*Task*:
Return, word for word, the line that contains "a stringified array." and every line after it through the end of the records.
Working data: Begin
PR #5305, opened 2020-10-22
feat(storage): Move nlohmann/json.hpp includes to cc file

remyabel:
Part of the work for: #2772

---
This change is [Reviewable](https://reviewable.io/reviews/googleapis/google-cloud-cpp/5305)

PR #5311, opened 2020-10-22
feat(storage): move nlohmann/json.hpp includes to cc file

remyabel:
Fixes: #2772

This completes the work of removing the `nlohmann/json.hpp` include from public
headers. `storage_include_test.cc` has been amended to test this.
`PatchBuilder` has been changed to follow the Pimpl idiom and some unused
functions were removed. `SetArrayField` no longer takes a vector but now a
`std::string` which represents a stringified array.

---
This change is [Reviewable](https://reviewable.io/reviews/googleapis/google-cloud-cpp/5311)

PR #5313, opened 2020-10-22
fix: include nlohmann with angle brackets

devjgm:
This was accidentally introduced today in https://github.com/googleapis/google-cloud-cpp/pull/5305. A big PR; easy to overlook this. The code works fine externally, but it breaks during our import script.

This change is [Reviewable](https://reviewable.io/reviews/googleapis/google-cloud-cpp/5313)


coryan:
I think #5311 is making the same change.

coryan (approved):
Working data: End
*Answer to this task*:
`std::string` which represents a stringified array.

---
This change is [Reviewable](https://reviewable.io/reviews/googleapis/google-cloud-cpp/5311)

PR #5313, opened 2020-10-22
fix: include nlohmann with angle brackets

devjgm:
This was accidentally introduced today in https://github.com/googleapis/google-cloud-cpp/pull/5305. A big PR; easy to overlook this. The code works fine externally, but it breaks during our import script.

This change is [Reviewable](https://reviewable.io/reviews/googleapis/google-cloud-cpp/5313)


coryan:
I think #5311 is making the same change.

coryan (approved):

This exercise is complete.